Two polymeric supports were used for the immobilization of 1,2,4-triazole derivative (compound XVI): grafted copolymer and grafted copolymer carrying betaine moieties based on gellan and N-vinyl imidazole, which were chosen due to the biocompatibility of the polysaccharide as well as of the polymer/grafts generated by the vinyl monomer and betaine function.

To describe the interactions that occur in sorption processes between 1,2,4-triazole and PG and PGB1 copolymers, Langmuir, Freundlich, and Dubinin–Radushkevich model isotherms were used. Kinetic sorption studies conclude that the Lagergren model best describes the experimental data and confirm that the sorption of 1,2,4-triazole on the grafting copolymers is physical in nature.

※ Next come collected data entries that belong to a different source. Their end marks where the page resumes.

PR #723, opened 2018-12-13
Hydra houdini plugin

spitzak:
### Description of Change(s)
For experimental use, uses the Hydra renderer in the Houdini viewport for gUSD Packed Prims (ie the output of the USD Import SOP). See previous pull request.

### Fixes Issue(s)
This has been updated to fix ROP usdoutput when the input contains gUSD Packed Prims, by duplicating a work-around in the collector code from gUSD.


jtran56:
Filed as internal issue #USD-4976.

sunyab:
Closing out this PR since USD no longer distributes a Houdini plugin in favor of native support in Houdini Solaris. Thanks!

PR #727, opened 2018-12-20
Remove references to Python from usdImaging

sunyab:
### Description of Change(s)
Removes includes and linkage to Python from usdImaging.
The usdImaging library no longer has any Python-related
code, so these are no longer needed.


jtran56:
Filed as internal issue #USD-4982.

PR #728, opened 2018-12-20
Cleanup usdImagingGL CMakeLists.txt

sunyab:
### Description of Change(s)
 Cleanup for CMakeLists.txt

- Remove PYTHON_INCLUDE_PATH from CMakeLists
PYTHON_INCLUDE_PATH was deprecated in favor of
PYTHON_INCLUDE_DIRS in CMake v2.8.0, and the
minimum required version for USD is v2.8.8.

- Use PYTHON_LIBRARIES in CMakeLists.txt
PYTHON_LIBRARY is a user-specified input for the
FindPython module and should not be used directly.
Use the PYTHON_LIBRARIES variable instead.

### DIFF
--- a/pxr/usdImaging/lib/usdImagingGL/CMakeLists.txt
+++ b/pxr/usdImaging/lib/usdImagingGL/CMakeLists.txt
@@ -7,7 +7,6 @@ if (NOT ${PXR_ENABLE_GL_SUPPORT})
     return()
 endif()
 
-# Note: both python include directives are included for compatibility.
 pxr_library(usdImagingGL
     LIBRARIES
         gf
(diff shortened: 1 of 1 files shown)


jtran56:
Filed as internal issue #USD-4983.

sunyab:
I'm actually no longer sure about the PYTHON_LIBRARY vs PYTHON_LIBRARIES distinction, so I'm going to close this out for now.

meshula:
FWIW, isn't the convention in Cmake that FOO_LIBRARY means "the library that is FOO" and FOO_LIBRARIES means "FOO_LIBRARY plus things that must travel with it for a build to succeed, like tbb or whatever"

PR #735, opened 2019-01-07
[USD] Allowing animated textures for drawModeAdapter

sirpalee:
### Description of Change(s)
The PR adds support for animated textures when using the draw mode to override drawing.

### Fixes Issue(s)
None reported.


jtran56:
Filed as internal issue #USD-4995.

PR #737, opened 2019-01-08
[UsdVolImaging] Fixing UsdVolImaging API defines and exposing private tokens

sirpalee:
### Description of Change(s)
The PR fixes two problems. The first one is to define a separate API macro for the UsdImagingVol, which was using UsdImaging's API macro before. While this won't lead to issues, it goes against the practice seen in other modules. The other improvement is to expose the openvdbAsset and field3dAsset tokens, which are used as bprim types for Hydra Render delegates. Without exposing these tokens, the render delegates have to redefine them.

Refer to the changes in our Arnold Render Delegate to see how exposing the tokens simplifies the code: https://github.com/LumaPictures/usd-arnold/compare/usd_vol_tokens .

### Fixes Issue(s)
None reported.

### DIFF
--- a/pxr/usdImaging/lib/usdVolImaging/CMakeLists.txt
+++ b/pxr/usdImaging/lib/usdVolImaging/CMakeLists.txt
@@ -8,6 +8,10 @@ pxr_library(usdVolImaging
     PUBLIC_CLASSES
         openvdbAssetAdapter
         field3dAssetAdapter
+        tokens
+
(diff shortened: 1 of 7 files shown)


jtran56:
Filed as internal issue #USD-4997.

c64kernal:
Thanks very much @sirpalee -- this is great, we'll get this merged in soon!

PR #1212, opened 2020-05-19
[glf] Support uint16 type for GL tetxures and OpenImageIO.

marsupial:
### Description of Change(s)
Allow usage of GL_UNSIGNED_SHORT for texture creation, and support proper type conversion for OIIO writing of a GlfImage.

Make sure to use sized OIIO constants, as OpenGL's constants are sized (https://www.khronos.org/opengl/wiki/OpenGL_Type)
### Fixes Issue(s)
GLF/Hydra support 16-bit textures for `half` and `unsigned int` already, but `uint16` textures will be downgraded to 8-bit.

### DIFF
--- a/pxr/imaging/glf/baseTextureData.cpp
+++ b/pxr/imaging/glf/baseTextureData.cpp
@@ -41,6 +41,7 @@ GlfBaseTextureData::_GLInternalFormatFromImageData(
 {
     int numElements = GlfGetNumElements(format);
     switch (type) {
+    case GL_UNSIGNED_SHORT:
     case GL_UNSIGNED_INT:
         switch (numElements) {
         case 1:
--- a/pxr/imaging/glf/oiioImage.cpp
+++ b/pxr/imaging/glf/oiioImage.cpp
@@ -134,8 +134,10 @@ static GLenum
 _GLTypeFromImageData(TypeDesc typedesc)
 {
     switch (typedesc.basetype) {
-    case TypeDesc::UINT:
+    case TypeDesc::UINT32:
         return GL_UNSIGNED_INT;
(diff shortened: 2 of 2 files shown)


jtran56:
Filed as internal issue #USD-6078.

c64kernal:
Thanks for the PR, @marsupial -- we accepted this PR despite the fact that we don't internally exercise these code paths. This means that we are likely to inadvertently break it again. Please consider submitting another PR with a test case that covers your use-case for this. Also we resolved the conflict, we tried to be careful, but again there's a chance that introduced  some subtle issue. A test in a new PR would be really awesome. (Note that if the test requires imagediffs, we currently don't support that in the open source repo but we do support it internally, so even if it's a test that doesn't run meaningfully in open source, we can adapt it internally to verify correct results). Thanks again!

marsupial:
Is there a template to follow for these `imagediffs` ?
(We're starting to getting more  testing on our delegate but it would be nice to also test Storm elsewhere and don't want to be re-inventing the wheel).

c64kernal:
Here's an example of a test that internally we actually do imagediffs against that only run in open source to produce the images, but we don't actually diff against the baselines (internally we do though):

pxr/usdImaging/bin/testusdview/testenv/testUsdviewSkinning/

I'm not necessarily suggesting that you add a testusdview test though, you might be able to get away with something more direct inside of pxr/imaging/plugin/glfOiio/testenv (which would be the first one).

Come to think of it, we actually have a bunch of tests that aren't exposed to Open Source (yet) -- and in fact there are some tests that we should move to glfOiio as well.

So all of that is to say, maybe a testUsdview test is the easiest thing after all...

PR #1213, opened 2020-05-19
Fix potential crash in BakeSkinning.

cameronwhite:
The crash occurs in `_ExtendWorldTransformTimeSamples()` if the skinned prim or its parent has time-sampled transforms. Since multiple skinning adapters can share the same skel adapter, this could result in modifying the same list of time samples from multiple threads.

This change just removes the parallel for loop over the skinning adapters, but it would be possible to achieve some parallelism if extra preprocessing work is done.

To reproduce, load the attached file ([agents.usda.zip](https://github.com/PixarAnimationStudios/USD/files/4652567/agents.usda.zip)) with `usdview --numThreads 24`, and then run `UsdSkel.BakeSkinning(usdviewApi.stage.Traverse())` in the interpreter

### DIFF
--- a/pxr/usd/usdSkel/bakeSkinning.cpp
+++ b/pxr/usd/usdSkel/bakeSkinning.cpp
@@ -1885,16 +1885,16 @@ _ComputeTimeSamples(
 
     // Extend the time samples of each skel adapter with the time samples
     // of each skinning adapter.
-    WorkParallelForN(
-        skinningAdapters.size(),
-        [&](size_t start, size_t end) {   
-            for (size_t i = start; i < end; ++i) {
-                skinningAdapters[i]->ExtendTimeSamples(
-                    interval,
-                    &skelTimesMap[skinningAdapters[i]->GetSkelAdapter()]);
-            }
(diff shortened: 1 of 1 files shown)


spiffmon:
Thanks so much for this contribution, @cameronwhite !  For us to be able to consider it, we need to have a CLA in place for you, as described in: http://graphics.pixar.com/usd/docs/Contributing-to-USD.html

Thank you!
--spiff

cameronwhite:
I wasn't sure if I was already covered by the SideFX CLA, but if not I can fill that out!

spiffmon:
Ah, so if it's work done for SideFx, then I believe we need an email from
Cristin requesting that we add you to the SideFX CLA, rather than you
sending in a personal CLA.  Thanks!

--spiff

cameronwhite:
Thanks, that email has been sent!

spiffmon:
Thanks, @cameronwhite - we received it!

jtran56:
Filed as internal issue #USD-6083.

PR #1214, opened 2020-05-20
OIIO as plugin for glf

ablev-dwa:
Signed-off-by: Alan Blevins <alan.blevins@dreamworks.com>

### Description of Change(s)
Restructures OpenImageIO support as a plugin to Glf


jtran56:
Filed as internal issue #USD-6079.

Issue #1222, opened 2020-05-22
Crash in Hydra when updating a primvar value on a mesh


marktucker:
### Description of Issue
Sometimes performing an update of a primvar on a mesh can cause a crash within Hydra, which tries to access the interpolation metadata of a primvar that doesn't exist.

### Steps to Reproduce
1. From the attached archive, open primvar1.usda into usdview:
[primvarchange.zip](https://github.com/PixarAnimationStudios/USD/files/4670757/primvarchange.zip)
2. Run the following in the interpreter window:
l = Sdf.Layer.FindOrOpen('./primvar2.usda')
usdviewApi.stage.GetRootLayer().TransferContent(l)
3. usdview will crash

### Package Versions
USD 20.05

jtran56:
Filed as internal issue #USD-6088.

PR #1223, opened 2020-05-22
Fix crash when a updating a primvar

marktucker:
Fix crash when a primvar gets removed from a primitive. The call to get the
interpolation of the primvar would crash because the primvar doesn't exist.

### Description of Change(s)
Make sure the primvar exists before trying to fetch its interpolation metadata.
Avoid calling _UsdToHdInterpolation on an empty string in this scenario, as doing so would result in TF_CODING_ERROR being triggered.

### Fixes Issue(s)
- #1222


jtran56:
Filed as internal issue #USD-6089.

PR #1229, opened 2020-06-01
Fix Windows junction handling in Tf layer

wadetb:
### Description of Change(s)

The Tf layer TfIsDir, TfIsFile and TfIsLink were acting as though any file with FILE_FLAG_REPARSE_POINT is a symlink.

On Windows, reparse points can have all sorts of purposes, such as folder junctions (like mounts), or hierarchal storage systems like OneDrive.

This change ensures that a file with the reparse point flag is actually a symlink, by attempting to parse its contents, before treating it as such.

The cost is an extra GetFileAttributes call in the common codepaths of TfIsDir and TfIsFile when followSymLinks is false (the default), and attempting to parse the symlink when one is detected.

### Fixes Issue(s)

Saving a file to any folder which is a junction or a subfolder of a junction will fail.

```python
from pxr import Sdf
fn = r'c:\normal-dir\test.usda'
root_layer = Sdf.Layer.CreateNew(fn)
root_layer.Save()
fn = r'c:\junction-to-normal-dir\test.usda'
root_layer = Sdf.Layer.CreateNew(fn)
root_layer.Save()
```

The latter fails with:

```
    root_layer = Sdf.Layer.CreateNew(fn)
pxr.Tf.ErrorException:
        Error in 'pxrInternal_v0_20__pxrReserved__::SdfLayer::_WriteToFile' at line 4247 in file C:\Users\Wade\USD\pxr\usd\sdf\layer.cpp : 'Cannot create destination directory c:\junction\'
```

### DIFF
--- a/pxr/base/tf/testenv/fileUtils.cpp
+++ b/pxr/base/tf/testenv/fileUtils.cpp
@@ -234,6 +234,28 @@ TestTfIsFile()
     return true;
 }
 
+#if defined(ARCH_OS_WINDOWS)
+static bool
+TestTfJunction()
+{
+    cout << "Testing Windows junctions" << endl;
+
+    TF_AXIOM(TfMakeDir("junction-target"));
+    TF_AXIOM(system("mklink /j junction junction-target") == 0);
+    TF_AXIOM(TfTouchFile("junction/test-file"));
+    TF_AXIOM(!TfIsLink("junction"));
+    TF_AXIOM(TfIsDir("junction", false));
+    TF_AXIOM(TfIsDir("junction", true));
+    TF_AXIOM(TfIsFile("junction/test-file", false));
+    TF_AXIOM(TfIsFile("junction/test-file", true));
+    TF_AXIOM(TfDeleteFile("junction-target/test-file"));
+    (void)ArchRmDir("junction");
+    (void)ArchRmDir("junction-target");
+
+    return true;
+}
+#endif
+
 static bool
 TestTfIsWritable()
 {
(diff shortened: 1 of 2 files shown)


spiffmon:
Thank you, @wadetb !  I realize it may be difficult, but is it possible to have a Tf unit test for this functionality (even if it only provides meaningful testing on Windows)?

spiffmon:
... and sorry, could you please file a CLA, available here: http://graphics.pixar.com/usd/docs/Contributing-to-USD.html

Thanks so much!
@spiffmon

wadetb:
Sure, will do on both counts.

jtran56:
Filed as internal issue #USD-6099.

pxr/base/tf/testenv/fileUtils.cpp
```diff
@@ -234,6 +234,28 @@ TestTfIsFile()
     return true;
 }
 
+#if defined(ARCH_OS_WINDOWS)
+static bool
+TestTfJunction()
+{
+    cout << "Testing Windows junctions" << endl;
+
+    TF_AXIOM(TfMakeDir("junction_target"));
```
BrianHarris: This should be junction-target

wadetb: Good catch, thx

wadetb: Per https://dev.azure.com/PixarAnimationStudios/USD/_build/results?buildId=67&view=logs&j=a5e52b91-c83f-5429-4a68-c246fc63a4f7&t=61b979ba-27c9-588c-740e-a675d85b471e, does the CI run the tests on Windows? I've been running the test exe manually as the recommended ctest command line is reports no tests found.

sunyab:
Closing this PR out, I believe this was addressed by #1378.

PR #1237, opened 2020-06-08
Colorize Task improvements

ablev-dwa:
### Description of Change(s)
Primary fix is to choose a colorizeTask based on the data type in the buffer, if no specific colorizeTask is found. This also changes a few of the colorizeTask methods.

### Fixes Issue(s)
Primary fix is to be able to display any AOV that a renderDelegate can produce (as long as it turns into VecNf for N=1..4).

Also some improvements to existing colorizeTask to make it easier to distinguish integer id's for prims and instances, and improves display for UDIM tiles.

### DIFF
--- a/pxr/imaging/hdx/colorizeTask.cpp
+++ b/pxr/imaging/hdx/colorizeTask.cpp
@@ -149,10 +149,15 @@ static void _colorizeST(
     {
         for (size_t i=begin; i<end; ++i) {
             float s = buffer[i*2+0];
+            float fs = floorf(s);
+            if (s == fs && fs > 0) --fs;
+            dest[i*4+0] = (uint8_t)((s - fs) * 255.0f);
             float t = buffer[i*2+1];
-            dest[i*4+0] = (uint8_t)(s * 255.0f);
-            dest[i*4+1] = (uint8_t)(t * 255.0f);
-            dest[i*4+2] = (uint8_t)(floorf(s)+floorf(t)*10); // put udim tile in blue
+            float ft = floorf(t);
+            if (t == ft && ft > 0) --ft;
+            dest[i*4+1] = (uint8_t)((t - ft) * 255.0f);
+            dest[i*4+2] = (uint8_t)((unsigned)(10 * ft + fs) * 177u); // put udim tile in blue
+            dest[i*4+3] = 255;
         }
     });
 }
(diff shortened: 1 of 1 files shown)


pxr/imaging/hdx/colorizeTask.cpp
```diff
@@ -419,6 +487,15 @@ static _Colorizer _colorizerTable[] = {
     { HdAovTokens->primId, HdFormatInt32, _colorizeId },
     { HdAovTokens->elementId, HdFormatInt32, _colorizeId },
     { HdAovTokens->instanceId, HdFormatInt32, _colorizeId },
+    { pxr::TfToken("primvars:st"), HdFormatFloat32Vec3, _colorizePrimvar }, // match _colorizeST for 3-channel st
+    // fallback converters
+    { HdPrimvarRoleTokens->none, HdFormatFloat32, _colorizeCameraDepth },
+    { HdPrimvarRoleTokens->none, HdFormatFloat32Vec2, _colorizeST },
+    { HdPrimvarRoleTokens->none, HdFormatFloat32Vec3, _float32Vec3ToDisplay },
+    { HdPrimvarRoleTokens->none, HdFormatFloat32Vec4, _float32ToDisplay },
```
hshakula, line 495: Here you are going to convert from linear to sRGB all unknown AOVs with HdFormatFloat32Vec{3/4} format. Have you considered non-color AOVs (e.g. world coordinate, velocity)?

spitzak: This is just a fallback for when it does not recognize the name of the AOV. At least for our examples most of the AOV outputs are a color (such as diffuse or specular contribution, or the lighting from a particular light).

spitzak: I suppose a better fix would be to add some indicator for the conversion wanted to the RenderBuffer by the RenderDelegate.

jtran56:
Filed as internal issue #USD-6119.

c64kernal:
Hi @ablev-dwa and @spitzak  -- are you guys using the colorize task in your own task controller somehow or are you just relying on the HdxTaskController in release? In dev colorizeTask.cpp is no longer being used and we will hopefully be removing it from the open source distribution (we're still using it internally for other projects -- at least for now). If you guys are still using it, we will keep it around. If you do get a chance to check out dev and seeing how well it works in your environment, it would be awesome to get your feedback before we get close to the 20.08 release which is creeping up on us. If dev works better for you, we'll close out this PR. Thanks!

spitzak:
We are just using whatever the default behavior for usdview to convert
images to the final textures. If this is changed all that is needed is
similar changes to the new code so it will attempt to draw any aov even if
it's name is not recognized. If it is possible to give the render delegate
more control over the conversion to a displayed image that would be great,
but it is still nice to use the same code as other renderers as it makes it
easier to compare the outputs.

ablev-dwa:
As Bill mentioned, we are only using the stock HdxTaskController. Since colorizeTask is no longer used there, there's no need to preserve it on our account, and we'll figure out the implications for AOV drawing once we deploy 20.08. It does appear that arbitrary AOV names are supported in my tests on the dev stream so I think we can build on those changes.

c64kernal:
Got it, thanks a lot for the explanations, guys. If you run into any other issues in dev, let us know!

PR #1239, opened 2020-06-10
[build] Fix Draco's check files

hshakula:
### Description of Change(s)
Replace Draco's dependency `filesToCheck` with the valid file path.  Here is [Draco Installation Log](https://github.com/PixarAnimationStudios/USD/files/4757677/dracoInstallationLog.txt), as you might see there is no `include/Draco/src/draco` directory.

### Fixes Issue(s)
- Redundant Draco dependency build calls


jtran56:
Filed as internal issue #USD-6118.

c64kernal:
Thanks for fixing this!

PR #1246, opened 2020-06-16
[usdAbc] Fix conversion of UsdGeomMesh subd interpolation options

barfowl:
### Description of Change(s)
These changes correct errors in the conversion of mesh subdivision interpolation options between UsdGeomMesh and AbcGeom's ISubD and OSubD schemas:
- the Abc reader was modified to use the correct name for Alembic's face-varying interpolation property (".faceVaryingInterpolateBoundary").
- the Abc writer was modified to include two missing legal values values when converting faceVaryingLinearInterpolation, and to write the correct default value for interpolateBoundary.
- the existing test for subdivision conversion between USD and Abc was updated to compare boundary and face-varying interpolation values after round trip conversion.

### Fixes Issue(s)
- conversion of faceVaryingLinearInterpolation from Abc ignores original values and results in the USD default.
- conversion of faceVaryingLinearInterpolation to Abc generates errors for two legal USD values.
- conversion of interpolateBoundary to Abc does not write the correct value for the USD default.

### DIFF
--- a/pxr/usd/plugin/usdAbc/alembicReader.cpp
+++ b/pxr/usd/plugin/usdAbc/alembicReader.cpp
@@ -3285,7 +3285,7 @@ _ReadSubD(_PrimReaderContext* context)
         UsdGeomTokens->faceVaryingLinearInterpolation,
         SdfValueTypeNames->Token,
         _CopyFaceVaryingInterpolateBoundary(
-            context->ExtractSchema(".faceVaryingLinearInterpolation")));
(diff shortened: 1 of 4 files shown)


barfowl:
According to Azure the macOS job completed successfully after 34m.  After over 4hrs now of "In progress ..." the confirmation of that success back to GitHub appears to be hanging.

jtran56:
Filed as internal issue #USD-6167.

hughes123b:
[success   confirmed]()

PR #1253, opened 2020-06-26
Added build and tests on aswf docker image

aloysbaillet:
### Description of Change(s)
Added a GitHub action to build USD with VFX platforms 2019 (gcc-6.3.1 and python-2.7), 2020 (gcc-6.3.1 and python-3.7) and 2021 (gcc-9.3.1 and python-3.7).

Most tests (544 in total) are running fine, for now these tests are skipped as they require a GPU: `testusdview.*|testUsdRecord.*|testUsdAppUtilsFrameRecorder`.
As GPU support gets added to GitHub actions (currently in progress for OpenColorIO) we should be able to run these tests as well.

Thanks to `ccache` we also get very speedy rebuilds at around 10 minutes for the 3 builds and all tests! See this for example: https://github.com/aloysbaillet/USD/actions/runs/147985444

The existing Azure Pipeline jobs could also be converted trivially to run in GitHub actions, but that could be done independently.

### DIFF
--- a/.github/workflows/build.yml
+++ b/.github/workflows/build.yml
@@ -1,0 +1,90 @@
+on: push
+
+jobs:
+  build:
+    name: Build and Test
+    strategy:
+      matrix:
+        vfx: [2019,2020,2021]
+        include:
+          # GCC-6.3.1 Python 2.7
+          - vfx: 2019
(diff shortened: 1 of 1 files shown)


jtran56:
Filed as internal issue #USD-6195.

The thermodynamic study completed by the kinetic one led to the conclusion that the sorption process of 1,2,4-triazole on the betainized copolymer is more intense than in the case of the grafted copolymer only. The sorption process of 1,2,4-triazole is spontaneous and favored by the increase of temperature. The release of 1,2,4-triazole from polymeric supports proceeds through a complex mechanism controlled by both swelling and diffusion processes. Similar to the results obtained in case of immobilization of the cefotaxime sodium salt, these results confirm the potential of the grafted copolymer with betaine structure as a candidate for developing sustained/controlled drug delivery systems.